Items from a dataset
=-=-=-=-=

PR #15727, opened 2023-11-16
feat: Refactoring of CurrentUserService and introduction of UserDetails and more

netroms:
# Summary
This PR includes several big changes.

1. Removal of the `CurrentUserService` and introduction of `UserDetails` (renamed from `CurrentUserDetails`), as an immutable DTO of the persisted User object. The `UserDetails` DTO purpose is to represent a “hydrated” and detached from persistence version of the User object during the user's “session”.

2. Removal of `getCurrentUserGroupInfo()` as a method for keeping up-to-date state on `User`/`UserGroup` relationship. This is no longer encouraged and developers should rather rely on hydrated and up to date UserDetail representation of the User and it's relationships. This however is not currently (in this PR) 100% finished as we need to invalidate logged-in users the same way we invalidate users when role membership etc. change. For the future, we will want to update/rebuild the in memory representation (`UserDetails`) on such changes. For now, we need to keep `getCurrentUserGroupInfo()` in one place. See: `InternalHibernateGenericStoreImpl.getSharingPredicates()`

3. Changing the `HibernateIdentifiableObjectStore` save/update methods to not accept NULL `User`/`UserDetails` parameters. This is only part of an ongoing refactoring to remove code relying on a NULL user object parameters to implicitly refer to a superuser.

4. Almost all tests now have a proper admin user during test setup. This still need more refactoring to be more consistent through all tests. We want to have fewer choices on making users during test setup. 

5. Removal of deprecated Spring Security configuration methods as a preparation for Spring Security 6, which removes the deprecated code.

6. Introduction of `SystemUser` for internal use. This should be used when there are async or internal jobs doing work. Note for further refactoring that we should remove usage of Spring's `@async` for async jobs, and rather rely on the job scheduler for such work.  

7. Moved all `SecurityService` methods into `UserService` to avoid cyclic dependency issues. Needs further refactoring to clean up unused methods etc.

### Issues that requires further work/PRs:
1. Refactor rest of the User object input parameter use into `UserDetails`. In places where this is still a problem, the usage of `UserDetails.fromUser()` is an indication that we have to convert back to a User object from `UserDetails`.
2. Make tests setup of user related objects more consistent, fewer ways to do the same thing.
3. Log out users when their `UserGroup` change, to refresh their `UserDetails`, see point 2 above.
4. Upgrade to Spring Security 6
5. Remove all `@async` usage and convert to jobs via job scheduler.
6. Refactor redundant and not used methods, that were moved from `SecurityService` into `UserService`.
7. To fix remaining cyclic dependency issues, a search for use of `@lazy` annotations is a good way to start.


dhis-2/dhis-api/src/main/java/org/hisp/dhis/common/IdentifiableObjectStore.java
```diff
@@ -430,26 +391,26 @@ T getByUniqueAttributeValue(
    * Look up list objects which have property createdBy or lastUpdatedBy linked to given {@link
    * User}
    *
-   * @param user the {@link User} for filtering
+   * @param userDetails the {@link User} for filtering
```
david-mackessy, line 394: javadoc @link param should reflect the change to use the `UserDetails` class also, as that is what will be used for filtering not the `User` class.

dhis-2/dhis-api/src/main/java/org/hisp/dhis/common/IdentifiableObjectStore.java
```diff
@@ -430,26 +391,26 @@ T getByUniqueAttributeValue(
...
    * @return List of objects found.
    */
-  List<T> findByUser(@Nonnull User user);
+  List<T> findByUser(@Nonnull UserDetails userDetails);
 
   /**
    * Look up list objects which have property lastUpdatedBy linked to given {@link User}
    *
-   * @param user the {@link User} for filtering
+   * @param userDetails the {@link User} for filtering
```
david-mackessy, line 402: javadoc link param should reflect the change to use the `UserDetails` class also, as that is what will be used for filtering not the `User` class.

dhis-2/dhis-api/src/main/java/org/hisp/dhis/common/IdentifiableObjectStore.java
```diff
@@ -430,26 +391,26 @@ T getByUniqueAttributeValue(
...
    * @return List of objects found.
    */
-  List<T> findByLastUpdatedBy(@Nonnull User user);
+  List<T> findByLastUpdatedBy(@Nonnull UserDetails userDetails);
 
   /**
    * Look up list objects which have property createdBy linked to given {@link User}
    *
-   * @param user the {@link User} for filtering
+   * @param userDetails the {@link User} for filtering
```
david-mackessy, line 410: javadoc link param should reflect the change to use the `UserDetails` class also, as that is what will be used for filtering not the `User` class.

dhis-2/dhis-api/src/main/java/org/hisp/dhis/dataelement/DataElementStore.java
```diff
@@ -106,5 +106,13 @@ public interface DataElementStore extends GenericDimensionalObjectStore<DataElem
    */
   List<DataElement> getDataElementsByAggregationLevel(int aggregationLevel);
 
+  /**
+   * Returns all DataElements which the user hav access to.
```
david-mackessy, line 110: typo:
`hav` -> `has`

dhis-2/dhis-api/src/main/java/org/hisp/dhis/organisationunit/OrganisationUnit.java
```diff
@@ -557,6 +557,7 @@ public void updateParent(OrganisationUnit newParent) {
    * @return true if this org unit is a descendant of the ancestors.
    */
   public boolean isDescendant(Collection<OrganisationUnit> ancestors) {
+    // TODO: MAS optimize to use Set of UIDs from UserDetails as input instead
```
david-mackessy, line 560: just flagging in case this was not purposely left as a todo (in case you intended to be part of this PR). If intentional then fine.

dhis-2/dhis-api/src/main/java/org/hisp/dhis/organisationunit/OrganisationUnitService.java
```diff
@@ -310,7 +304,7 @@ List<OrganisationUnit> getOrganisationUnitsAtLevels(
   Long getOrganisationUnitHierarchyMemberCount(
       OrganisationUnit parent, Object member, String collectionName);
 
-  OrganisationUnitDataSetAssociationSet getOrganisationUnitDataSetAssociationSet(Integer maxlevels);
+  OrganisationUnitDataSetAssociationSet getOrganisationUnitDataSetAssociationSet(User user);
```
david-mackessy, line 307: should this be `UserDetails`?

dhis-2/dhis-api/src/main/java/org/hisp/dhis/organisationunit/OrganisationUnitService.java
```diff
@@ -504,29 +430,11 @@ List<OrganisationUnit> getOrganisationUnitByCoordinate(
    *   <li>Return 1 as fall back.
    * </ul>
    */
-  int getOfflineOrganisationUnitLevels();
+  int getOfflineOrganisationUnitLevels(User user);
```
david-mackessy, line 433: should this be `UserDetails`?

dhis-2/dhis-api/src/main/java/org/hisp/dhis/user/SystemUser.java
```diff
@@ -0,0 +1,169 @@
...
+  }
+
+  @Override
+  public Set<String> getUserOrgUnitIds() {
+    return Set.of();
+  }
+
+  @Override
+  public boolean hasAnyAuthority(Collection<String> auths) {
+    return false;
```
david-mackessy, line 127: should this be true?
if this method's purpose is to check if a user has a specific auth from a set of auths (which i imagine is to decide whether access is granted on something or not) then should this be true? (ALL auth trumps everything)

dhis-2/dhis-api/src/main/java/org/hisp/dhis/user/SystemUser.java
```diff
@@ -0,0 +1,169 @@
...
+  }
+
+  @Override
+  public boolean isAuthorized(String auth) {
+    return false;
```
david-mackessy, line 132: same with this (as above)

dhis-2/dhis-api/src/main/java/org/hisp/dhis/user/UserService.java
```diff
@@ -55,6 +58,20 @@ public interface UserService {
 
   String TWO_FACTOR_AUTH_REQUIRED_RESTRICTION_NAME = "R_ENABLE_2FA";
 
+  String RESTORE_PATH = "/dhis-web-commons/security/";
+
+  String TBD_NAME = "(TBD)";
```
david-mackessy, line 63: what's this used for?

dhis-2/dhis-services/dhis-service-acl/src/main/java/org/hisp/dhis/security/acl/DefaultAclService.java
```diff
@@ -413,17 +482,23 @@ public Class<? extends IdentifiableObject> classForType(String type) {
...
+        : getAccess(object, userDetails, HibernateProxyUtils.getRealClass(object));
   }
 
   @Override
   public <T extends IdentifiableObject> Access getAccess(
-      T object, User user, Class<? extends T> objType) {
-    if (user == null || user.isSuper()) {
+      T object, UserDetails userDetails, Class<? extends T> objType) {
+
+    if (userDetails == null || isSuper(userDetails)) {
```
david-mackessy, line 501: is this similar to the old pattern we're trying to remove? (treating null user as super, now treating null userDetails as super?)

dhis-2/dhis-services/dhis-service-acl/src/main/java/org/hisp/dhis/security/acl/DefaultAclService.java
```diff
@@ -530,99 +618,97 @@ public <T extends IdentifiableObject> List<ErrorReport> verifySharing(T object,
...
-              object.getClass(), ErrorCode.E3001, user.getUsername(), object.getClass()));
+          new ErrorReport(object.getClass(), ErrorCode.E3001, userDetails, object.getClass()));
     }
 
     return errorReports;
   }
 
-  private boolean haveOverrideAuthority(User user) {
+  private boolean haveOverrideAuthority(UserDetails user) {
+    return user == null || user.isSuper();
```
david-mackessy, line 670: is this similar to the old pattern we're trying to remove? (treating null user as super, now treating null userDetails as super?)

dhis-2/dhis-services/dhis-service-acl/src/main/java/org/hisp/dhis/security/acl/DefaultAclService.java
```diff
@@ -530,99 +618,97 @@ public <T extends IdentifiableObject> List<ErrorReport> verifySharing(T object,
...
+  }
+
+  private boolean isSuper(UserDetails user) {
     return user == null || user.isSuper();
```
david-mackessy, line 674: same here

dhis-2/dhis-services/dhis-service-core/src/main/java/org/hisp/dhis/common/DefaultIdentifiableObjectManager.java
```diff
@@ -1036,6 +1027,16 @@ public <T extends IdentifiableObject> List<T> getAllNoAcl(@Nonnull Class<T> type
     return store.getAllNoAcl();
   }
 
+  @Override
+  public void persist(Object userAdmin) {
+    entityManager.persist(userAdmin);
```
david-mackessy, line 1032: with no context, this var name seems odd. Is this an object that being persisted? Why is it called userAdmin?

dhis-2/dhis-services/dhis-service-core/src/main/java/org/hisp/dhis/common/hibernate/HibernateIdentifiableObjectStore.java
```diff
@@ -109,47 +112,53 @@ public void save(@Nonnull T object) {
...
+    }
+    save(object, currentUserDetails, clearSharing);
   }
 
-  private void save(T object, User user, boolean clearSharing) {
-    String username = user != null ? user.getUsername() : "system-process";
+  @Override
+  public void save(@Nonnull T object, @Nonnull UserDetails userDetails, boolean clearSharing) {
+    checkNotNull(object);
+    checkNotNull(userDetails);
```
david-mackessy, line 132: if these objects are marked as @Nonnull params do we need these extra checks?

dhis-2/dhis-services/dhis-service-core/src/main/java/org/hisp/dhis/common/hibernate/HibernateIdentifiableObjectStore.java
```diff
@@ -188,16 +199,33 @@ public void update(@Nonnull T object, @CheckForNull User user) {
...
+    object.setAutoFields();
+
+    // TODO: MAS: id=0 should not be necessary, only needed for tests
+    // TODO: MAS: Replace all usage of id=0 with use of a SystemUser instance
+    // issues with transaction isolation
+    if (userDetails.getId() != 0L && !(userDetails instanceof SystemUser)) {
+
+      // See: https://www.baeldung.com/jpa-entity-manager-get-reference
+      User user = entityManager.getReference(User.class, userDetails.getId());
+      object.setLastUpdatedBy(user);
```
david-mackessy, line 215: does this mean that `lastUpdatedBy` will never show as system user? just wondering for my own understanding.

dhis-2/dhis-services/dhis-service-core/src/main/java/org/hisp/dhis/common/hibernate/InternalHibernateGenericStoreImpl.java
```diff
@@ -268,66 +293,81 @@ public List<Function<Root<T>, Predicate>> getDataSharingPredicates(
...
+    CurrentUserGroupInfo currentUserGroupInfo = new CurrentUserGroupInfo();
+
+    if (CollectionUtils.isEmpty(results)) {
+      currentUserGroupInfo.setUserUID(userUID);
+      return currentUserGroupInfo;
+    }
+
+    for (Object[] result : results) {
+      if (currentUserGroupInfo.getUserUID() == null) {
+        currentUserGroupInfo.setUserUID(result[0].toString());
```
david-mackessy, line 363: is it possible that result[0] could be null?

dhis-2/dhis-services/dhis-service-core/src/main/java/org/hisp/dhis/dataelement/hibernate/HibernateDataElementStore.java
```diff
@@ -145,9 +142,32 @@ public List<DataElement> getDataElementsByAggregationLevel(int aggregationLevel)
...
+      throw runtimeException;
+    }
+
+    List<Function<Root<DataElement>, Predicate>> sharingPredicates =
+        getSharingPredicates(
+            builder,
+            user.getUid(),
+            currentUserGroupInfo.getUserGroupUIDs(),
+            AclService.LIKE_READ_METADATA);
+
```
david-mackessy, line 167: would it make sense for the new code here (145 - 167) to be its own method so it doesn't muddy this method which gets data elements?

dhis-2/dhis-services/dhis-service-core/src/main/java/org/hisp/dhis/datavalue/DefaultAggregateAccessManager.java
```diff
@@ -66,10 +67,10 @@ public DefaultAggregateAccessManager(AclService aclService, CacheProvider cacheP
   // ---------------------------------------------------------------------
 
   @Override
-  public List<String> canRead(User user, DataValue dataValue) {
+  public List<String> canRead(UserDetails currentUser, DataValue dataValue) {
     List<String> errors = new ArrayList<>();
 
-    if (user == null || user.isSuper()) {
+    if (currentUser == null || currentUser.isSuper()) {
```
david-mackessy, line 73: same point here about treating null user details as super

dhis-2/dhis-services/dhis-service-core/src/main/java/org/hisp/dhis/datavalue/DefaultAggregateAccessManager.java
```diff
@@ -98,46 +99,46 @@ public List<String> canRead(User user, DataValue dataValue) {
   }
 
   @Override
-  public List<String> canWrite(User user, DataSet dataSet) {
+  public List<String> canWrite(UserDetails userDetails, DataSet dataSet) {
     List<String> errors = new ArrayList<>();
 
-    if (user == null || user.isSuper()) {
+    if (userDetails == null || userDetails.isSuper()) {
```
david-mackessy, line 105: same point here about treating null user details as super

dhis-2/dhis-services/dhis-service-core/src/main/java/org/hisp/dhis/datavalue/DefaultAggregateAccessManager.java
```diff
@@ -98,46 +99,46 @@ public List<String> canRead(User user, DataValue dataValue) {
...
     return errors;
   }
 
   @Override
-  public List<String> canRead(User user, DataSet dataSet) {
+  public List<String> canRead(UserDetails currentUser, DataSet dataSet) {
     List<String> errors = new ArrayList<>();
 
-    if (user == null || user.isSuper()) {
+    if (currentUser == null || currentUser.isSuper()) {
```
david-mackessy, line 120: same point here about treating null user details as super

dhis-2/dhis-services/dhis-service-core/src/main/java/org/hisp/dhis/datavalue/DefaultAggregateAccessManager.java
```diff
@@ -98,46 +99,46 @@ public List<String> canRead(User user, DataValue dataValue) {
...
     }
 
     return errors;
   }
 
   @Override
-  public List<String> canWrite(User user, CategoryOptionCombo optionCombo) {
-    if (user == null || user.isSuper()) {
+  public List<String> canWrite(UserDetails userDetails, CategoryOptionCombo optionCombo) {
+    if (userDetails == null || userDetails.isSuper()) {
```
david-mackessy, line 133: same point here about treating null user details as super

dhis-2/dhis-services/dhis-service-core/src/main/java/org/hisp/dhis/datavalue/DefaultAggregateAccessManager.java
```diff
@@ -146,25 +147,25 @@ public List<String> canWrite(User user, CategoryOptionCombo optionCombo) {
...
+    return canDataWriteCocCache.get(cacheKey, key -> canWrite(currentUser, optionCombo));
   }
 
   @Override
-  public List<String> canRead(User user, CategoryOptionCombo optionCombo) {
+  public List<String> canRead(UserDetails currentUser, CategoryOptionCombo optionCombo) {
     List<String> errors = new ArrayList<>();
 
-    if (user == null || user.isSuper()) {
+    if (currentUser == null || currentUser.isSuper()) {
```
david-mackessy, line 160: same point here about treating null user details as super

dhis-2/dhis-services/dhis-service-core/src/main/java/org/hisp/dhis/datavalue/DefaultAggregateAccessManager.java
```diff
@@ -173,10 +174,10 @@ public List<String> canRead(User user, CategoryOptionCombo optionCombo) {
   }
 
   @Override
-  public List<String> canWrite(User user, DataElementOperand dataElementOperand) {
+  public List<String> canWrite(UserDetails currentUser, DataElementOperand dataElementOperand) {
     List<String> errors = new ArrayList<>();
 
-    if (user == null || user.isSuper()) {
+    if (currentUser == null || currentUser.isSuper()) {
```
david-mackessy, line 180: same point here about treating null user details as super

dhis-2/dhis-services/dhis-service-core/src/main/java/org/hisp/dhis/deduplication/hibernate/HibernatePotentialDuplicateStore.java
```diff
@@ -291,15 +283,22 @@ public void moveEnrollments(
...
+            .toList();
 
     enrollmentList.forEach(duplicate.getEnrollments()::remove);
 
+    User currentUser =
+        CurrentUserUtil.getCurrentUserDetails() == null
+            ? null
+            : entityManager.getReference(
+                User.class, CurrentUserUtil.getCurrentUserDetails().getId());
+
```
david-mackessy, line 295: is the ternary check needed here?
would `entityManager.getReference(User.class, CurrentUserUtil.getCurrentUserDetails().getId())` suffice? returning the valid User or null if not found?

dhis-2/dhis-services/dhis-service-core/src/main/java/org/hisp/dhis/program/DefaultProgramService.java
```diff
@@ -130,12 +128,13 @@ public List<Program> getProgramsByDataEntryForm(DataEntryForm dataEntryForm) {
   @Override
   @Transactional(readOnly = true)
   public List<Program> getCurrentUserPrograms() {
-    User user = currentUserService.getCurrentUser();
-    if (user == null || user.isSuper()) {
+    UserDetails currentUserDetails = CurrentUserUtil.getCurrentUserDetails();
+
+    if (currentUserDetails == null || currentUserDetails.isSuper()) {
```
david-mackessy, line 133: same point here about null user details treated as super user

dhis-2/dhis-services/dhis-service-core/src/main/java/org/hisp/dhis/scheduling/DefaultJobConfigurationService.java
```diff
@@ -94,16 +95,20 @@ public class DefaultJobConfigurationService implements JobConfigurationService {
   private final FileResourceService fileResourceService;
   private final SystemSettingManager systemSettings;
 
+  // TODO: MAS: investigate use of propagation req. new and failing tests
   @Override
-  @Transactional(propagation = Propagation.REQUIRES_NEW)
+  //    @Transactional(propagation = Propagation.REQUIRES_NEW, noRollbackFor =
+  //        Exception.class)
+  @Transactional
```
david-mackessy, line 102: i know this was brought up at the meeting this morning but i thought that we were leaving the requires new in the production code & trying to find a fix in the tests instead?

dhis-2/dhis-services/dhis-service-core/src/main/java/org/hisp/dhis/security/jwt/Dhis2JwtAuthenticationManagerResolver.java
```diff
@@ -80,8 +80,9 @@
 @Component
 public class Dhis2JwtAuthenticationManagerResolver
     implements AuthenticationManagerResolver<HttpServletRequest> {
-  @Autowired private UserService userService;
+  //  @Autowired private UserService userService;
```
david-mackessy, line 83: can this be removed if not needed?

dhis-2/dhis-services/dhis-service-core/src/main/java/org/hisp/dhis/security/ldap/authentication/CustomLdapAuthenticationProvider.java
```diff
@@ -33,22 +33,23 @@
 import org.springframework.security.ldap.authentication.LdapAuthenticationProvider;
 import org.springframework.security.ldap.authentication.LdapAuthenticator;
 import org.springframework.security.ldap.userdetails.LdapAuthoritiesPopulator;
-import org.springframework.stereotype.Component;
 
 /**
  * @author Viet Nguyen <viet@dhis2.org>
  */
-@Component
```
david-mackessy, line 41: has the removal of this as a spring component been checked? (where is was originally injected elsewhere in the code)

jbee (approved):
* commented code in `SpringSecurityActionAccessResolver`
* is there a benefit to do `UserDetails extends org.springframework.security.core.userdetails.UserDetails`, do we need all spring methods exposed? try to keep "our" API narrow
* the role of new field `userId` in `UserSetting` should be explained because there is also a `User` field
* agree `"system-process_" + CodeGenerator.generateUid();` but should we make this constant for an `SuperUser` instance?
* maybe not use `CurrentUserUtil.getCurrentUserDetails()` within a stream directly but resolve it before going into a stream operation?
* thinking about situations like `user != null ? user.getUsername() : "[None]",` - would it make sense to have a `GuestUser` class instead so `UserDetails` is never null but its methods might return null?
* saw a couple of `// TODO: MAS:` comments 
* `getSharingPredicates` resolves `CurrentUserGroupInfo`, is this "expensive"? we use this method quite a bit
* in some places the `CurrentUserUtil.getCurrentUserDetails()` is checked for null and then a `CurrentUserUtil.getCurrentUserDetails().something()` is done, it might be cheap but we should avoid that and store the instance in a field also for consistency as in theory the result of the call could change between multiple calls
* why do we need more implementations of `UserDetails` than `UserDetailsImpl`and `SuperUser`? e.g. `DhisOidcUser`, can't they just create instances of `UserDetailsImpl`? that is easier to understand and less risk of having unwanted state in the session
* `setActiveLinkedAccounts` uses `Instant.now()` two times instead of using same instance => could be different value
* `UserDetails.fromUser(...)` should be a todo for future PR to eliminate as much as possible by using `UserDetails` higher up (caller)
* `JdbcEventStore#getEventCount` uses `UserDetails.fromUser(user)` as a query parameter, that seems wrong?! those should be a persisted object like the `User`?!
* `EventImporterUserService#getCurrentUser()` seems like an addition that should be deprecated for be replaced with use of `UserDetails` on the caller side?
* `@CurrentUser UserDetailsImpl` in controller parameters should be `@CurrentUser UserDetails` => we know how to fetch the instance in the resolver
* `CurrentUserHandlerMethodArgumentResolver` and `CurrentUserInfoHandlerMethodArgumentResolver` seem to be duplicates now after we merged the old user and userinfo objects 
* `CurrentUserHandlerMethodArgumentResolver`: `if (type == UserDetailsImpl.class) {` => `if (type == UserDetails.class) {`, also the `throw new NotAuthenticatedException();` logic further below done for `User` should be the same for `UserDetails` ?!

dhis-2/dhis-services/dhis-service-core/src/main/java/org/hisp/dhis/user/hibernate/HibernateUserSettingStore.java
```diff
@@ -101,12 +102,12 @@ public void deleteUserSetting(UserSetting userSetting) {
...
-    String hql = "delete from UserSetting us where us.user = :user";
-
-    getSession().createQuery(hql).setParameter("user", user).executeUpdate();
-  }
+  //  @Override
+  //  public void removeUserSettings(String username) {
+  //    String hql = "delete from UserSetting us where us.user.username = :username";
+  //
+  //    getSession().createQuery(hql).setParameter(username, username).executeUpdate();
+  //  }
```
david-mackessy, line 110: if not needed can we remove? if needed can a TODO be added so it's easily identifiable?

dhis-2/dhis-services/dhis-service-dxf2/src/main/java/org/hisp/dhis/dxf2/datavalueset/DefaultDataValueSetService.java
```diff
@@ -1053,11 +1056,16 @@ private ImportContext createDataValueSetImportContext(
       DataValueSet data,
       BatchHandler<DataValue> dataValueBatchHandler,
       BatchHandler<DataValueAudit> auditBatchHandler) {
-    final User currentUser = currentUserService.getCurrentUser();
+
+    String currentUsername = CurrentUserUtil.getCurrentUsername();
+    User currentUser = userService.getUserByUsername(currentUsername);
```
david-mackessy, line 1061: this pattern seems to come up a lot:
- get current username
- then get current user (using current username from above)

could they be their own method to reduce code?

dhis-2/dhis-support/dhis-support-test/src/main/java/org/hisp/dhis/DhisConvenienceTest.java
```diff
@@ -2863,17 +2880,21 @@ protected User preCreateInjectAdminUser() {
...
+
+    UserRole role = createUserRole("Superuser_Test_" + uid, "ALL");
+    role.setUid(uid);
 
     User user = new User();
+    user.setUid(uid);
     user.setFirstName("Admin");
     user.setSurname("User");
     user.setUsername(DEFAULT_USERNAME + "_test");
+    //    user.setUsername(DEFAULT_USERNAME + "_test_" + uid);
```
david-mackessy, line 2893: remove if not needed

david-mackessy (commented):
nice work Morten, It was a big undertaking :)
I would mention UserDetails somewhere in the PR title as that is probably the biggest part of this change.

david-mackessy (approved):

dhis-2/dhis-services/dhis-service-core/src/main/java/org/hisp/dhis/scheduling/DefaultJobConfigurationService.java
netroms: This is updated now, class now checks for running profiles and changes propagation if it's a test running.

dhis-2/dhis-services/dhis-service-core/src/main/java/org/hisp/dhis/scheduling/DefaultJobConfigurationService.java
```diff
@@ -94,16 +95,20 @@ public class DefaultJobConfigurationService implements JobConfigurationService {
...
   public String create(JobConfiguration config) throws ConflictException {
     config.setAutoFields();
     jobConfigurationStore.save(config);
     return config.getUid();
   }
 
   @Override
-  @Transactional(propagation = Propagation.REQUIRES_NEW)
+  //  @Transactional(propagation = Propagation.REQUIRES_NEW)
+  @Transactional
```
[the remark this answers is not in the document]
netroms: This is updated now, class now checks for running profiles and changes propagation if it's a test running.

dhis-2/dhis-services/dhis-service-dxf2/src/main/java/org/hisp/dhis/dxf2/datavalueset/DefaultDataValueSetService.java
netroms: Yes, this is something I want to refine further, I was trying to find the most common pattern as I was refactoring here. I want to do this in a follow-up PR. Also, getting rid of more of the user == null means super user.

dhis-2/dhis-services/dhis-service-core/src/main/java/org/hisp/dhis/dataelement/hibernate/HibernateDataElementStore.java
netroms: My intention to remove the CurrentUserGroupInfo all together, but I need to do that in a separate PR. The check for size inconsistency was just a convenience during testing. I will remove that.

dhis-2/dhis-services/dhis-service-core/src/main/java/org/hisp/dhis/common/hibernate/InternalHibernateGenericStoreImpl.java
netroms: Don't think so, this code is been unmodified in the codebase for a long time.

dhis-2/dhis-services/dhis-service-core/src/main/java/org/hisp/dhis/program/DefaultEnrollmentService.java
```diff
@@ -253,7 +257,12 @@ public void validate(EnrollmentQueryParams params) throws IllegalQueryException
       throw new IllegalQueryException("Params cannot be null");
     }
 
-    User user = params.getUser();
+    String username =
+        params.getCurrentUserDetails() != null
+            ? params.getCurrentUserDetails().getUsername()
+            : null;
+
+    User user = userService.getUserByUsername(username);
```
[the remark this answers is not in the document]
netroms: There are several null checks on the user in the validation checks in the method, which were there before the refactor, so I assume it is null safe.

dhis-2/dhis-services/dhis-service-core/src/main/java/org/hisp/dhis/common/hibernate/HibernateIdentifiableObjectStore.java
netroms: Yes, this is correct.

=-=-=-=-=

Problem details → When the string "checkNotNull" appears in a line of the records above, that line is to be copied.

Answer to the exercise →
+    checkNotNull(object);
+    checkNotNull(userDetails);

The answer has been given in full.